U.S. Treasury yields declined Friday as investors digested fresh economic data and assessed how they could impact future Federal Reserve monetary policy moves.
At 4:05 p.m. ET, the yield on the 10-year Treasury dropped by more than 6 basis points at 4.188%. The 2-year Treasury yield was last down by nearly 11 basis points at 4.538%.
Yields and prices move in opposite directions and one basis point equals 0.01%.
The final reading on February consumer sentiment, which was released Friday morning, missed expectations as inflation expectations ticked higher. The University of Michigan's sentiment index came in at 76.9, below a Dow Jones estimate of 79.6. This was also lower than the January reading of 79.
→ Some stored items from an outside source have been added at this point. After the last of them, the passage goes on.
PR #103, opened 2022-05-23
Get the debugger working like it used to

NatKarmios:
This is in preparation for unification additions.

A notable change is that GInterpeter step functions now return a branch_case, which is necessary for working with the new log structure when debugging.


GillianCore/engine/GeneralSemantics/General/GInterpreter.ml
```diff
@@ -910,12 +939,26 @@ struct
...
     (* Action *)
     | LAction (x, a, es) -> (
+        Debugger_log.to_rpc
+          ~json:
+            [
+              ("x", `String x);
+              ("a", `String a);
+              ("es", `List (List.map Expr.to_yojson es));
+            ]
+          "LAction";
```
giltho: So, by doing this, you're explicitely building some yojsons.
The whole goal of the logging in place is to have as little overhead as possible when in `-l disabled` mode, that is why every log call is captured in a `(fun fmt -> ...)`, the thing inside the `...` is not computed ever if in `-l disabled`.
Could you try to do something similar here?

GillianCore/logging/databaseReporter.ml
```diff
@@ -6,7 +6,8 @@ let initialize () =
   LogDatabase.reset_db ();
   LogDatabase.create_db ()
 
-let will_log (type_ : string) = type_ <> LoggingConstants.ContentType.debug
+let will_log (type_ : string) =
+  not (List.mem type_ LoggingConstants.ContentType.[ debug; phase ])
```
giltho, line 10: same, try avoiding to build lists for no reason
Also, linked list is the de-facto data structure in ocaml, but it's slower than arrays (cache, pointer indirection etc...)
So in that case I would even prefer
```
not (Array.mem type_ [| debug; phase |])
```
but in any case I would prefer neither of those :p

GillianCore/logging/logDatabase.ml
```diff
@@ -114,17 +114,13 @@ let get_report id =
 
 let get_previous_report_id id =
   let db = get_db () in
-  let stmt =
-    Sqlite3.prepare db
-      "SELECT id FROM report WHERE elapsed_time < (SELECT elapsed_time FROM \
-       report WHERE id=?) AND type='cmd_step' ORDER BY elapsed_time DESC LIMIT \
-       1;"
-  in
```
giltho, line 122: Nice

giltho (dismissed):
Some tiny changes, but overall great work as always

GillianCore/debugging/debugger/debugger.ml
```diff
@@ -51,8 +54,15 @@ struct
...
     mutable errors : err_t list;
     mutable cur_cmd : (int Cmd.t * Annot.t) option;
+    mutable branch_case : branch_case option;
   }
 
+  type branch_case_option = Case of branch_case | TakeFirst | NoCase
+
+  let to_option = function
+    | Some case -> Case case
+    | None -> NoCase
```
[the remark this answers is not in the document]
NatKarmios: Resolved in 13bb507b

GillianCore/debugging/debugger/debugger.ml
```diff
@@ -227,22 +237,79 @@ struct
...
+                    ("results", `List results_json);
+                  ]
+                in
+                raise (Log.FailureJson (msg, json))
+            | Some (id, _) ->
+                update_report_id_and_inspection_fields id NoCase dbg)
+        | t
+          when List.mem t
+                 L.LoggingConstants.ContentType.
+                   [ cmd_step; cmd_result; proc_init ] -> (
```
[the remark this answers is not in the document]
NatKarmios: Resolved in e2b58255

GillianCore/logging/databaseReporter.ml
NatKarmios: Resolved in e2b58255

GillianCore/debugging/debugger/debugger.ml
```diff
@@ -323,23 +391,30 @@ struct
...
     match dbg.cont_func with
-    | None -> ReachedEnd
+    | None ->
+        "No cont_func; reached end" |> Log.to_rpc;
+        ReachedEnd
     | Some cont_func -> (
-        let cont_func = cont_func () in
-        match cont_func with
+        let cont_func_result = cont_func () in
+        match cont_func_result with
```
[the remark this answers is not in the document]
NatKarmios: Resolved in e2b58255

giltho:
PS: your version of debugger.log is so much cleaner, thanks

GillianCore/debugging/log/Debugger_log.ml
```diff
@@ -0,0 +1,74 @@
...
+  match !rpc_ref with
+  | Some rpc ->
+      (info
+         (match json with
+         | _ :: _ -> msg ^ " (+)"
+         | [] -> msg);
+       Debug_rpc.send_event rpc (module Log_event) { msg; json })
+      |> ignore
+  | None -> ()
+
```
giltho, line 50: ~You always use `to_rpc` by passing a `~json` argument, so I don't know if it should be optional~

GillianCore/debugging/log/Debugger_log.ml
```diff
@@ -0,0 +1,74 @@
...
+              ("type", `String type_);
+            ]
+      | None -> `Null
+    in
+    to_rpc ~json:[ ("report", report_json) ] msg
+
+let log f =
+  if enabled () then
+    let msg, json = f () in
+    to_rpc ~json msg
```
giltho, line 68: OCaml's pretty good and fast with continuations (because of some tail optims)
But what that means is probably that you should be doing that instead
```suggestion
let log f =
  if enabled () then f to_rpc
```

And then calling it by doing
```
DL.log (fun t -> t  ~json:blabla msg)
```

aaanndd now I understand why ~json was optional

GillianCore/debugging/log/Debugger_log.ml
giltho: Scratch that, because of next comment

giltho (dismissed):
Just change that detail, and ready to merge!

giltho (approved):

This came on the back of the personal consumption expenditures index report on Thursday. The PCE report, which is the Fed's preferred inflation gauge, was in line with expectations on Thursday. Headline PCE increased by 0.3% on a monthly and 2.4% on an annual basis in January, while core PCE — which strips out food and energy prices — rose by 0.4% for the month and 2.8% from a year earlier.
The annual figures were slightly lower than December's readings, but still remained above the Fed's 2% target range. The PCE data comes soon after both the consumer and producer price index reports for January, which also track inflation, came in hotter than expected.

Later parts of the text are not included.